Abstract

Automated recognition of facial expressions of emotions, and detection of facial action units (AUs) from videos depends critically on modeling of their dynamics. Some of these dynamics are characterized by changes in temporal phases (onset-apex-offset) and intensity of emotion expressions and AUs. The appearance of these changes may vary considerably among subjects, making the recognition/detection task very challenging. The state-of-the-art Latent Conditional Random Fields (L-CRF) framework allows us to efficiently encode these dynamics through the latent states accounting for the temporal consistency in emotion expression and ordinal relationships between its intensity levels. These latent states are typically assumed to be either unordered (nominal) or fully ordered (ordinal). Yet, while the video segments containing activation of the target AU may better be described using ordinal latent states (corresponding to the AU intensity levels), the segments where this AU does not occur, may better be described using unordered (nominal) latent states.
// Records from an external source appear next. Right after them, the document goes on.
PR #1198, opened 2020-03-04
 Challenge Insights: Add charts for insights

nemaniarjun:
https://aicrowd.monday.com/boards/363093650/pulses/476823993

Rake Task: `rake ahoy_visits:update_location `


app/controllers/insights_controller.rb
```diff
@@ -0,0 +1,92 @@
...
+                    # sort_order == "ascending" or "not_used"
+                    get_running_agg('max', grouped_collection.minimum(:score), precision)
+                  end
+
+    render json: return_hash
+  end
+
+  def challenge_participants_country
+    country_count = Hash.new(0)
+    participants  = @challenge.challenge_participants.map(&:participant).select(&:present?)
```
piotrekpasciak: It would be better to add `has_many :participants through: challenge_participants` relation and change this line to something like `@challenge.participants`.

app/controllers/insights_controller.rb
```diff
@@ -0,0 +1,92 @@
...
+
+    render json: country_count.except(nil)
+  end
+
+  private
+
+  def get_running_agg(fn, grouped_collection, precision)
+    ret       = {}
+    current   = 0
+    current   = 100000000000000000000 if fn == 'min'
```
piotrekpasciak: ` Float::INFINITY` might be a better choice then this number.

spec/features/insights_controller_spec.rb
```diff
@@ -0,0 +1,33 @@
+require 'rails_helper'
+
+describe InsightsController, feature: true do
```
piotrekpasciak: 👍

app/controllers/insights_controller.rb
```diff
@@ -0,0 +1,92 @@
...
+
+    render json: return_hash
+  end
+
+  def challenge_participants_country
+    country_count = Hash.new(0)
+    participants  = @challenge.challenge_participants.map(&:participant).select(&:present?)
+    participants.each do |participant|
+      country                 = ISO3166::Country[participant.country_cd]&.name
+      country               ||= participant.visits.where.not(country: nil).first&.country
```
skbly7: `.last` might make more sense here, so we update the graphs in case users moved to newer countries automatically. 😄

app/views/insights/_charts/_challenge_participants_country.html.erb
```diff
@@ -0,0 +1,10 @@
+<div class="chart-wrapper pb-5" data-controller="chart" data-chart-index="3" data-chart-chart-type="GeoChart">
+  <header class="section-header-decorative">
+    <div>
+      <h4>Geo Chart</h4>
```
skbly7: Add this CSS:
```
.chart-wrapper h4 {
    text-transform: none;
}
```

PR #1201, opened 2020-03-05
Add Discourse::ApiClient class and remove discourse_api gem

piotrekpasciak:
Monday:
https://aicrowd.monday.com/boards/363093650/pulses/482076517
https://aicrowd.monday.com/boards/363093650/pulses/480528360


spec/rails_helper.rb
```diff
@@ -9,6 +9,9 @@
 require 'support/config/warden'
 require 'support/config/vcr'
 
+# Load Error classes from Discourse::ApiClient
+require "#{Rails.root}/app/services/discourse/api_client.rb"
```
skbly7: (Minor) Is this the correct way to add or is there any better way to do so?

piotrekpasciak: Standard Ruby on Rails approach is to add file_name corresponding to defined class (file will be loaded to memory whenever class has been referenced), but adding a separate file for each error class is overkill. Unfortunetly I didn't find a better approach.

PR #1208, opened 2020-03-06
Fix category badge UI on show and index page

alkeshrails:


app/views/shared/challenges/_listing.html.erb
```diff
@@ -33,7 +33,9 @@
         </div>
 
         <!-- prizes breakdown -->
-        <%= render partial: 'shared/challenges/prizes_breakdown', locals: { challenge: challenge } %>
+        <div class="prizes-breakdown">
```
skbly7: This <div> would be good to have it inside the partial itself, but just outside if/else condition? So code in listing.html.erb is compact?

alkeshrails: Okay, doing!

PR #1211, opened 2020-03-06
Hotfix/Best Score vs Time 

nemaniarjun:


lib/tasks/ahoy_visits.rake
```diff
@@ -1,8 +1,25 @@
...
+      next if visit.country.present?
+
+      puts "Processing #{visit.id}"
       Ahoy::GeocodeJob.perform_now(visit)
+      puts "Processed #{visit.id}"
+    end
+  end
+
+  desc "Detect location for participants"
+  task update_participant_location: :environment do
```
skbly7: How can we do this more new signups? 

Can we create this as function in Participants model instead:

```
def deletect_country_if_not_present
      return if participant.country_cd.present?

      detected_country = participant.visits.where.not(country: nil)&.last&.country
      next unless detected_country.present?

      country_code = ISO3166::Country.all_names_with_codes.to_h[detected_country]
      participant.update!(country_cd: country_code)
```

And call that function in this rake task? And call this function on email confirmation?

To address this, we propose the variable-state L-CRF (VSL-CRF) model that automatically selects the optimal latent states for the target image sequence, based on the input data and underlying dynamics of the sequence. To reduce the model overfitting, we propose a novel graph-Laplacian regularization of the latent states. We evaluate the VSL-CRF on the tasks of facial expression recognition using the CK+ dataset, and AU detection using the GEMEP-FERA and DISFA datasets, and show that the proposed model achieves better generalization performance compared to traditional L-CRFs and other related state-of-the-art models.